"""

PR #2010, opened 2020-03-05
feat(1785): Add groupEventId to event create [3]

tkyi:
## Context

When users restart builds in events, it's not always clear which event to restart failed builds from. Due to this confusion, the join build doesn't always start as expected.
This logic can be made simpler by grouping all events with the same parent.

## Objective

This PR adds `groupEventId` to events during creation to allow for easier grouping. When an event is not restarted (ie is original), it will not have a `groupEventId`.

## References

Related to #1785 
Blocked by https://github.com/screwdriver-cd/models/pull/440/files

## License


plugins/events/create.js
```diff
@@ -39,11 +39,23 @@ module.exports = () => ({
...
-                                    parentEventId: b.eventId
+                                    parentEventId: b.eventId,
+                                    groupEventId: request.payload.groupEventId,
+                                    parentBuilds: b.parentBuilds
                                 };
 
-                                if (b.parentBuilds) {
-                                    restartConfig.parentBuildsInfo = b.parentBuilds;
+                                if (!restartConfig.parentBuilds) {
+                                    restartConfig.parentBuilds = request.payload.parentBuilds;
```
klu909: does this require ui changes?

tkyi: should be the same logic as before, just refactored

plugins/builds/index.js
```diff
@@ -267,17 +274,18 @@ async function createEvent(config) {
...
- * @param  {Number}   config.parentBuildId      Parent Build Id
+ * @param  {Number}   config.parentBuildId      Parent Build ID
  * @param  {Object}   config.parentBuilds       Builds that triggered this build
  * @param  {String}   config.causeMessage       Cause message of this event
- * @param  {Boolean}  [config.start]            Whether to start the build after creating
+ * @param  {Number}   [config.parentEventId]    Parent event ID
+ * @param  {Number}   [config.groupEventId]     Group parent event ID
  * @return {Promise}
  */
 async function createExternalBuild(config) {
```
jithine: how about `createInternalBuild` function ? how is `groupEventId` handled there  ?

tkyi: `groupEventId` is a field for an `event`. `createExternalBuild` creates a new `event` (with subsequent builds), but `createInternalBuild` creates a single `build`, so there's no where to set the `groupEventId`.

Issue #2432, opened 2021-04-28
Commits created by detached jobs are not triggering the right previous pushed commit 


martoc:
**What happened**:

When a job `A` commits some code to the same repo then job `B` is triggered with the previous commit and not the new one we are using this `requires: [~commit, ~sd@1000000:A]` in job `B`

**What you expected to happen**:

it should trigger B with the new commit created by A

**How to reproduce it**:

```
  A:
    steps:
      - init: |
          date > file.txt
          git add file.txt
          git commit -m "Updating file at $(date)"
          git push origin master
B: 
  requires: [~commit, ~sd@1000000:A]
  steps:
     - build: echo $SD_BUILD_SHA
```

tkyi:
If you want job B to be triggered with job A's commit only, you can remove the `~commit` in the requires.
You can also drop the external syntax for A if it's in the same pipeline: `~sd@ 1000000 :A` => `~A`.
The result would then look like this:
```
A:
    steps:
      - init: |
          date > file.txt
          git add file.txt
          git commit -m "Updating file at $(date)"
          git push origin master
B: 
  requires: [~A]
  steps:
     - build: echo $SD_BUILD_SHA
```

PR #2433, opened 2021-04-28
fix(2432): support external trigger format for same pipeline

jithine:
## Context

Users can use external trigger syntax for same pipeline 🙄 

## References

https://github.com/screwdriver-cd/screwdriver/issues/2432

## License

### DIFF
--- a/plugins/builds/index.js
+++ b/plugins/builds/index.js
@@ -969,10 +969,10 @@ const buildsPlugin = {
                 if (isCurrentPipeline) {
                     for (const nextJobName of Object.keys(pipelineJoinData[pid].jobs)) {
                         try {
-                            const forceExternalTrigger = pipelineJoinData[pid].jobs[nextJobName].isExternal;
+                            const isExternal = pipelineJoinData[pid].jobs[nextJobName].isExternal;
 
-                            triggerCurrentPipelineAsExternal = triggerCurrentPipelineAsExternal || forceExternalTrigger;
-                            if (!forceExternalTrigger) {
+                            triggerCurrentPipelineAsExternal = triggerCurrentPipelineAsExternal || isExternal;
+                            if (!isExternal) {
                                 const resource = `pipeline:${current.pipeline.id}:event:${current.event.id}`;
                                 const lock = await locker.lock(resource);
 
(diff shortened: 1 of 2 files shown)


plugins/builds/index.js
```diff
@@ -618,6 +620,10 @@ async function createJoinObject(nextJobs, current, eventFactory) {
         const jobInfo = getPipelineAndJob(jobName, current.pipeline.id);
         const pid = jobInfo.externalPipelineId;
         const jName = jobInfo.externalJobName;
+        // needed to determine if join in same pipeline
+        // is expressed in external format
+        const isExternal = jobInfo.isExternal;
```
tkyi, line 625:
```suggestion
        // needed to determine if join in same pipeline
        // is expressed in external format
         const { externalPipelineId: pid, externalJobName: jName, isExternal } = jobInfo;
```

plugins/builds/index.js
```diff
@@ -961,23 +967,36 @@ const buildsPlugin = {
...
+                const isCurrentPipeline = +pid === current.pipeline.id;
+
+                if (isCurrentPipeline) {
                     for (const nextJobName of Object.keys(pipelineJoinData[pid].jobs)) {
                         try {
-                            const resource = `pipeline:${current.pipeline.id}:event:${current.event.id}`;
-                            const lock = await locker.lock(resource);
+                            const forceExternalTrigger = pipelineJoinData[pid].jobs[nextJobName].isExternal;
+
+                            triggerCurrentPipelineAsExternal = triggerCurrentPipelineAsExternal || forceExternalTrigger;
```
tkyi, line 978: should order be switched?
```suggestion
                            triggerCurrentPipelineAsExternal = forceExternalTrigger || triggerCurrentPipelineAsExternal;
```

plugins/builds/index.js
```diff
@@ -961,23 +967,36 @@ const buildsPlugin = {
...
+                            if (!forceExternalTrigger) {
```
tkyi, line 979:
```suggestion
                            if (!triggerCurrentPipelineAsExternal) {
```

plugins/builds/index.js
jithine: doesn't matter, we are looking for atleast one job which is of external format for same pipeline

plugins/builds/index.js
jithine: no this won't be correct, there could be mix of jobs, some in external format and some not. we are looking specifically at current job

klu909 (approved):

PR #2435, opened 2021-04-29
feat(466): add read protection against log and artifacts

klu909:
## Context

Step logs and artifacts should be protected for private pipeline
## Objective

Add read protection for step logs and artifacts
## References

## License

### DIFF
--- a/plugins/pipelines/index.js
+++ b/plugins/pipelines/index.js
@@ -115,25 +115,39 @@ const pipelinesPlugin = {
                     throw boom.notFound(`Pipeline ${pipelineId} does not exist`);
                 }
 
-                if (!scope.includes('user') || !pipeline.private) {
+                if (!pipeline.scmRepo.private) {
                     return true;
                 }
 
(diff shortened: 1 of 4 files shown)


plugins/pipelines/index.js
```diff
@@ -88,6 +89,54 @@ const pipelinesPlugin = {
...
+            if (credentials.scope.includes('admin')) {
+                return Promise.resolve(true);
+            }
+
+            return pipelineFactory.get(pipelineId).then(pipeline => {
+                if (!pipeline) {
+                    throw boom.notFound(`Pipeline ${pipelineId} does not exist`);
+                }
+
+                if (!scope.includes('user') || !pipeline.private) {
```
tkyi, line 118: what if scope is pipeline?
do we need to add a check like this: https://github.com/screwdriver-cd/screwdriver/blob/master/plugins/secrets/index.js#L61

tkyi: could be a different pipeline's token?

tkyi (approved):

PR #2444, opened 2021-05-12
fix(466): allow user to set pipeline to public

klu909:
## Context

there could be situation where user need pipeline to stay public despite having a private repo
## Objective

allow user to set pipeline to public
## References

## License

### DIFF
--- a/plugins/pipelines/index.js
+++ b/plugins/pipelines/index.js
@@ -115,7 +115,7 @@ const pipelinesPlugin = {
                     throw boom.notFound(`Pipeline ${pipelineId} does not exist`);
                 }
 
-                if (!pipeline.scmRepo || !pipeline.scmRepo.private) {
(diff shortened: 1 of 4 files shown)


jithine (approved):

plugins/pipelines/index.js
```diff
@@ -115,7 +115,7 @@ const pipelinesPlugin = {
                     throw boom.notFound(`Pipeline ${pipelineId} does not exist`);
                 }
 
-                if (!pipeline.scmRepo || !pipeline.scmRepo.private) {
+                if (!pipeline.scmRepo || !pipeline.scmRepo.private || (pipeline.settings && pipeline.settings.public)) {
```
jithine, line 118: can you add unit test which covers this case, looks like coverage decreased after this change

Issue #2437, opened 2021-05-03
Support Read-Only SCM instance


jithine:
**What happened**:

For an enterprise organization it's desirable to create read-only mirrors of public Open source projects to reduce external internet access. This leads to a use case where users would want to create Screwdriver build pipelines when the source code SCM instance is read-only. Users can use External Config feature where build source code is in a separate SCM instance where usual development happens for the Oranization, and source code for the public Open Source projects exist in the read-only instance.

**What you expected to happen**:

Screwdriver should support a read only SCM instance. 

   1. Users should not have an option to login, since this is a read-only instance. 

When creating External Config pipeline (and only using this feature), child pipelines can be from this read-only SCM

  1. Since SCM itself is to be treated as read-only, there won't be any login user credentials we can use for making API calls to the SCM.
  2. We should use a headless user for handling access to SCM  API calls. This SCM token should be obtained from SCM admnistrator and only Screwdriver API has access to this token.
  3. When creating a child pipeine, if SD API determines it belongs to the read-only SCM, it should use the headless users access token for all API calls to the SCM.

SD API already uses a notion [of headless SCM user](https://github.com/screwdriver-cd/screwdriver/blob/master/plugins/webhooks/index.js#L648-L652) for certain API calls. We need to extend that model to support all API calls for this read-only SCM

Things to keep in mind:
- difference between *user scm* (where the user is logged into) vs *pipeline scm* (where the repo lives)
- webhooks

**How to reproduce it**:

N/A

tkyi:
https://beta.cd.screwdriver.cd/pipelines/9276/child-pipelines
<img width="1128" alt="Screen Shot 2021-06-29 at 1 38 51 PM" src="https://user-images.githubusercontent.com/3230529/123864243-62b0e980-d8df-11eb-85b7-bf86dd4bb390.png">


Available with following versions:
- screwdrivercd/screwdriver: v4.1.120
- screwdrivercd/ui: v1.0.644

See https://docs.screwdriver.cd/cluster-management/configure-api#source-control-plugin for setup

PR #2460, opened 2021-05-25
feat(2437): Support read-only SCM [6]

tkyi:
## Context

Users should be able to make changes to read-only pipelines. Instead of checking permission against a child pipeline, can check against parent.

## Objective

This PR:
- updates SCM config with read-only config
- passes in `readOnly` info to `auth/contexts`
- changes permissions calls to get parent permissions for read-only scm pipelines

## References

Related to https://github.com/screwdriver-cd/screwdriver/issues/2437

## License


plugins/events/create.js
```diff
@@ -19,270 +20,216 @@ module.exports = () => ({
...
+                return boom.notFound('No jobs to start.');
+            }
+            // everything succeeded, inform the user
+            const location = urlLib.format({
+                host: request.headers.host,
+                port: request.headers.port,
+                protocol: request.server.info.protocol,
+                pathname: `${request.path}/${event.id}`
+            });
+
```
pritamstyz4ever, line 228: Refactoring into smaller functions would be nice and make it more readable. (can update later)

pritamstyz4ever (approved):
check if you need to mock ''helper.js' in tests

tkyi:
Shouldn't need to mock `helper.js` since all the underlying calls are mocked

plugins/events/create.js
tkyi: I'll save that for a future PR

Issue #2404, opened 2021-04-07
When using chainPR, PR_BRANCH_NAME set undefined


wahapo:
**What happened**:
In a PR build started with set `chainPR: rue` and chained, if the branch name includes a slash, `$PR_BRANCH_NAME` will be `origin/undefined`.

**What you expected to happen**:
`$PR_BRANCH_NAME` should be something like `origin/foo/bar`.

**How to reproduce it**:
1. Create screwdriver.yaml with `chainPR: true`.
    ```
    annotations:
      screwdriver.cd/chainPR: true

    jobs:
      job-1:
        requires: ~pr
        image: node:14
        steps:
          - echo ${PR_BRANCH_NAME}
      job-2:
        requires: job-1
        image: node:14
        steps:
          - echo ${PR_BRANCH_NAME}
    ```
2. Create a branch including a slash (e.g. `foo/bar`)
3. Run the PR build.
4. In [job-1](https://cd.screwdriver.cd/pipelines/6923/builds/693580/steps/step-1), `${PR_BRANCH_NAME}` is set to the correct value of `origin/foo/bar`.
5. Looking at the log of [job-2](https://cd.screwdriver.cd/pipelines/6923/builds/693581/steps/step-1), `${PR_BRANCH_NAME}` is `origin/undefined`.

PR #2464, opened 2021-05-27
fix(2404): Properly set prInfo.

kumada626:
## Context

In createInternalaBuild func, prInfo is not set properly.
I fixed the method creating pfInfo.

## Objective

In createInternalBuild func, prInfo is set from event object.

However, event has no prInfo property on its data-schema.
https://github.com/screwdriver-cd/data-schema/blob/32d1ef39ca80fbdb3bfbe3d9ddc6dbfdcf94698a/models/event.js#L75
https://github.com/screwdriver-cd/data-schema/blob/32d1ef39ca80fbdb3bfbe3d9ddc6dbfdcf94698a/core/scm.js#L94-L127
prInfo is used in the buildFactory.create for adding url and prBranchName info to event data.
https://github.com/screwdriver-cd/models/blob/d107819e0aadcbb6b31344b32729148c0165ce2a/lib/eventFactory.js#L692-L700
So I add url and prBranchName as prInfo from event object.

## References

#2404 

## License

### DIFF
--- a/plugins/builds/index.js
+++ b/plugins/builds/index.js
@@ -236,7 +236,12 @@ async function createInternalBuild(config) {
     } = config;
     const prRef = event.pr.ref ? event.pr.ref : '';
     const prSource = event.pr.prSource || '';
-    const prInfo = event.pr.prInfo || '';
+    const prInfo = event.pr.prBranchName
+        ? {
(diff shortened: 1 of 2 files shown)


tkyi (approved):
Thank you! 🙇‍♀️

Issue #2479, opened 2021-06-09
Display name validation fix


mchengat:
**What happened**:

Updating user name of user settings fails to validate in backend 

**What you expected to happen**:

Should fail to update the display user name if the length is more than 100 characters

**How to reproduce it**:

Set display name to above 99 in user settings. Value without proper validation get saved in database

PR #2480, opened 2021-06-09
fix(2479): display name length validation

mchengat:
## Context

Updating user name of user settings fails to validate in backend

## Objective

Fixing the validation

## References
https://github.com/screwdriver-cd/screwdriver/issues/2479

## License

### DIFF
--- a/plugins/users/settings/update.js
+++ b/plugins/users/settings/update.js
@@ -2,7 +2,6 @@
 
 const boom = require('@hapi/boom');
 const schema = require('screwdriver-data-schema');
-const updateSchema = schema.models.user.base.extract('settings');
 
 module.exports = () => ({
     method: 'PUT',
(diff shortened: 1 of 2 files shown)


tkyi (approved):

tkyi:
@jithine generally we use the pattern `PUT /model/:id` etc; like `/pipelines/:id`, `/jobs/:id`, `/events/:id`
would it be `PUT /users/:id`?
I also thought it would be more clear with `PUT /users/settings` that only `settings` can be updated, not the `username` or  `token` or anything else

jithine:
> @jithine generally we use the pattern PUT /model/:id etc; like /pipelines/:id, /jobs/:id, /events/:id
would it be PUT /users/:id?
I also thought it would be more clear with PUT /users/settings that only settings can be updated, not the username or token or anything else

You are right it's specifically picking up `settings` from input  https://github.com/screwdriver-cd/screwdriver/pull/2480/files#diff-2a289cd9c02e4aef3f319333c70d5cb587fd9670e293185b200b6e864df66b2fL22 Missed that.

Issue #2096, opened 2020-05-27
QUEUED notification is sent twice


kumada626:
**What happened**:
After we start to use queue-service, QUEUED notifications are sent twice per one build.
![queued_sent_twice](https://user-images.githubusercontent.com/8113204/82965593-7e263280-a003-11ea-8732-afcdbd26a729.jpg)

**What you expected to happen**:
QUEUED notification is sent only one time per one build.

**How to reproduce it**:
Using queue-service,
1. Setting `QUEUED` notifications on a build.
2. A build is queued.
3. `QUEUED` notifications are sent twice.

jithine:
cc @pritamstyz4ever did we create an issue already ? We've seen this before.

yoshwata:
# Cause

I analysed the cause of this issue.

![Screen Shot 2020-08-06 at 14 42 24](https://user-images.githubusercontent.com/32473622/89620585-d5316900-d8ca-11ea-8e4c-071bb6180199.jpg)

1. SDAPI accesses to queueService's [/queue/message](https://github.com/screwdriver-cd/executor-queue/blob/ccedf9e2f69317af9b5c1074bbd1c98344edde20/index.js#L155)
1. queueService [enqueues a build](https://github.com/screwdriver-cd/queue-service/blob/938d3fc5b41c675257806812cac65ecd3e1d0c36/plugins/queue/scheduler.js#L376) to Redis
1. queueService [accesses](https://github.com/screwdriver-cd/queue-service/blob/938d3fc5b41c675257806812cac65ecd3e1d0c36/plugins/queue/scheduler.js#L384) to  [SDAPI's build/{id}](https://github.com/screwdriver-cd/screwdriver/blob/5e60269e36c3bcf3da78a7935f438d922137b7b3/plugins/builds/update.js#L12) for updating build's stats([queueEnterTime](https://github.com/screwdriver-cd/queue-service/blob/938d3fc5b41c675257806812cac65ecd3e1d0c36/plugins/queue/scheduler.js#L285)).
1. queueService [gets a build queue](https://github.com/screwdriver-cd/queue-service/blob/938d3fc5b41c675257806812cac65ecd3e1d0c36/plugins/worker/lib/jobs.js#L155) while it polls Redis.
[...]

PR #2512, opened 2021-07-26
[1] fix(2096): Only emits build_status when status is passed.

kumada626:
## Context

Build status notifications should better to be sent only status is changed.
Therefore, only emits notification event when update status is set.

## Objective

Only emits build_status when status is passed.

## References

#2096 

## License

### DIFF
--- a/plugins/builds/update.js
+++ b/plugins/builds/update.js
@@ -180,6 +180,7 @@ module.exports = () => ({
             }
 
             const build = await getBuildToUpdate(id, buildFactory);
+            const currentStatus = build.status;
 
             if (!isBuild) {
                 await validateUserPermission(build, request);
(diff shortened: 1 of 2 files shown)


wahapo (approved):

plugins/builds/update.js
```diff
@@ -204,11 +205,10 @@ module.exports = () => ({
                 build.stats = Object.assign(build.stats, {
                     blockedStartTime: new Date().toISOString()
                 });
-            } else if (desiredStatus === 'QUEUED') {
+            } else if (desiredStatus === 'QUEUED' && currentStatus !== 'QUEUED') {
```
tkyi, line 208: should we skip `build.update()` on line 225 if `desiredStatus` and `currentStatus` are `'QUEUED'`?

wahapo: Maybe my understanding is that it could be updated by the value of `build.stats` passed from [queue-service](https://github.com/screwdriver-cd/queue-service/pull/31/files#diff-ea1f58226f3c81f477d5ed24aacecc91344e9c00c9a9540e080b39e73e06ddcdR399) in line 192.

tkyi: ah okay, so we still need to update

tkyi (approved):

PR #2518, opened 2021-07-30
fix(2484): UI artifact is slow for large html file

klu909:
## License


plugins/builds/artifacts/get.js
```diff
@@ -61,7 +63,24 @@ module.exports = config => ({
...
+                    let response = h.response(gotStream);
+
+                    if (request.query.type === 'download') {
+                        response.headers['content-type'] = 'application/octet-stream';
+                        response.headers['content-disposition'] = `attachment; filename="${encodeURI(encodedArtifact)}"`;
+                    } else if (request.query.type === 'preview') {
+                        const fileExt = encodedArtifact.split('.').pop();
+                        const mime = getMimeFromFileName(fileExt, encodedArtifact);
+
+                        response.headers['content-type'] = mime;
```
jithine, line 76: why are we computing these again at API ? Store is already doing this and setting appropriate headers. API  should be reading these data from store webservice response headers.

package.json
```diff
@@ -4,7 +4,7 @@
   "description": "API server for the Screwdriver.cd service",
   "main": "index.js",
   "scripts": {
-    "pretest": "eslint --max-warnings 90 .",
```
jithine, line 7: why is this changed ?

PR #2537, opened 2021-08-23
feat(1961): Replace deprecated request package with screwdriver-request

tkyi:
## Context

It would be nice to replace deprecated request package with a different one.

## Objective

This PR attempts to replace [request package](https://www.npmjs.com/package/request) with [got package](https://github.com/sindresorhus/got) using screwdriver-request.

Note: `followAllRedirects` does not exist in got package, but `followRedirect` is turned on by default for GET requests (https://github.com/sindresorhus/got/blob/main/documentation/2-options.md#followredirect)

## References

Related to https://github.com/screwdriver-cd/screwdriver/issues/1961

## License

I confirm that this contribution is made under the terms of the license found in the root directory of this repository's source tree and that I have the authority necessary to make this contribution on behalf of its copyright owner.

PR #2565, opened 2021-09-09
fix: Logs should not throw when store returns 404

tkyi:
## Context

Getting errors with [getMaxLines](https://github.com/screwdriver-cd/screwdriver/blob/master/plugins/builds/steps/logs.js#L35) because got throws error for 404:
```
{"name":"HTTPError","timings":{"start":1631133820277,"socket":1631133820278,"lookup":1631133820313,"connect":1631133820316,"secureConnect":1631133820321,"upload":1631133820321,"response":1631133820379,"end":1631133820381,"phases":{"wait":1,"dns":35,"tcp":3,"tls":5,"request":0,"firstByte":58,"download":2,"total":104}},"level":"error","timestamp":"2021-09-08T20:43:40.382Z"}
210908/204340.383, (1631133820241:sdapi-beta-6f49c864b-hrmnd:18:ktbywcvt:10022) [request,server,error] data: Error: HTTPError: Response code 404 (Not Found)
    at getMaxLines (/usr/src/app/node_modules/screwdriver-api/plugins/builds/steps/logs.js:72:15)
    at processTicksAndRejections (internal/process/task_queues.js:97:5)
210908/204340.241, (1631133820241:sdapi-beta-6f49c864b-hrmnd:18:ktbywcvt:10022) 
```
## Objective

This PR does not throw when store returns 404.

## References

Related to https://github.com/screwdriver-cd/screwdriver/pull/2537

## License

### DIFF
--- a/plugins/builds/steps/logs.js
+++ b/plugins/builds/steps/logs.js
@@ -10,6 +10,7 @@ const uuid = require('uuid');
 
 const MAX_LINES_SMALL = 100;
 const MAX_LINES_BIG = 1000;
+const EOF_MESSAGE = 'Response code 404 (Not Found)';
 
 /**
  * Makes the request to the Store to get lines from a log
@@ -32,7 +33,13 @@ async function fetchLog({ baseUrl, linesFrom, authToken, page, sort }) {
 
     return new Promise((resolve, reject) => {
         requestStream
-            .on('error', e => reject(e))
+            .on('error', e => {
+                if (!e.message.includes(EOF_MESSAGE)) {
+                    return reject(e);
+                }
+
+                return resolve([]);
+            })
             // Parse the ndjson
             .pipe(ndjson.parse({ strict: false }))
             // Only save lines that we care about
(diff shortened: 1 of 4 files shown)


plugins/builds/steps/logs.js
```diff
@@ -32,7 +33,13 @@ async function fetchLog({ baseUrl, linesFrom, authToken, page, sort }) {
 
     return new Promise((resolve, reject) => {
         requestStream
-            .on('error', e => reject(e))
+            .on('error', e => {
+                if (!e.message.includes(EOF_MESSAGE)) {
```
jithine, line 37: look for explicit status code like this https://github.com/screwdriver-cd/screwdriver/blob/master/plugins/builds/artifacts/get.js#L70
rather than string matching error message

tkyi: Yeah I originally tried that but there's no status code

jithine: hmm, that sounds like it's a caught exception and not the original exception from `got` ?
This might be why https://github.com/screwdriver-cd/request/blob/master/index.js#L56 It's not the original got response. So https://github.com/screwdriver-cd/request/blob/master/index.js#L56 also needs to be fixed to use just 

https://github.com/screwdriver-cd/request/blob/master/index.js#L16

jithine (approved):

Issue #1500, opened 2019-02-15
Make SD_ZIP_ARTIFACTS work for large content sizes


jithine:
**What happened**:

Current implementation of SD_ZIP_ARTIFACTS depends on running a AWS Lambda. But this brings in restriction on the size of data that can be unzipped, since the process is dependent on constraints like time & memory imposed by LAMBDA. 

**What you expected to happen**:

SD_ZIP_ARTIFACTS to always work. We can achieve this by leveraging on Screwdriver's internal queue and processing this on our servers instead of AWS Lambda.

**How to reproduce it**:

Use SD_ZIP_ARTIFACTS on a build with very large number of files. While uploading itself is fast, they don't appear in Artifacts section of the build.

kkisic:
Since S3 lambda is not available in our environment, we(YJ team) would like to proceed with the change to a configuration using queue-service too.

yuichi10:
I wrote design for this Issue.
https://github.com/screwdriver-cd/screwdriver/pull/2583

kkisic:
### Remaining Tasks
- Fix queue-service
  - in-progress: https://github.com/screwdriver-cd/queue-service/pull/37
- Implement unzip-worker
- Fix api
- Fix artifact-bookend

s-yoshika:
### Remaining Tasks (UPDATED 2021/12/20)
- [x] 1. Queue Service can accept `unzip` requests from API and enqueue the `unzip` job to `Resque(Redis)`
  - completed: https://github.com/screwdriver-cd/queue-service/pull/37
- [x] 2. Store can accept get/put requests for `artifacts` from `unzip-worker`
  - completed: https://github.com/screwdriver-cd/store/pull/130
- [x] 3. Unzip worker should dequeue `unzip` jobs and get the ZIP for the build from Store, unzip it and re-upload the unzipped artifacts to Store
  - completed: https://github.com/screwdriver-cd/artifacts-unzip-worker/pull/1 
- [ ] 4. API accepts `unzip` requests from `artifacts-bookend` in a build and requests for Queue Service to `unzip`.
  - in-progress:
    - https://github.com/screwdriver-cd/executor-base/pull/75
    - https://github.com/screwdriver-cd/executor-queue/pull/97
    - https://github.com/screwdriver-cd/models/pull/520
    - https://github.com/screwdriver-cd/screwdriver/pull/2616
- [ ] 5. `artifact-bookend` step should request for API to `unzip`
[...]

PR #2583, opened 2021-10-14
design(1500) sd zip artifacts design

yuichi10:
## Context

To provide the SD_ZIP_ARTIFACTS function by only using Screwdriver components, I create a design.

## Objective

- Proposal to implements SD_ZIP_ARTIFACTS by Screwdriver components.

## References

https://github.com/screwdriver-cd/screwdriver/issues/1500

## License

### DIFF
--- a/features/step_definitions/git-flow.js
+++ b/features/step_definitions/git-flow.js
@@ -213,7 +213,7 @@ When(
     },
     function step() {
         const { branch } = this;
-        const { tag } = this;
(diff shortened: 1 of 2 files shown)


yuichi10:
This is the token of the communication from the consumer (unzip worker/consumer) to the Store.
It is because the consumer needs to download and upload files to Store.
I thought it would be better to create a token for that consumer in the API, so I designed it this way.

"""

**Problem requirements:**
Above are the entries. Output exactly the lines beginning with the line that has "2. A build is queued." and ending with the line that has "I analysed the cause of this issue.".

**Answer to this task:**
2. A build is queued.
3. `QUEUED` notifications are sent twice.

jithine:
cc @pritamstyz4ever did we create an issue already ? We've seen this before.

yoshwata:
# Cause

I analysed the cause of this issue.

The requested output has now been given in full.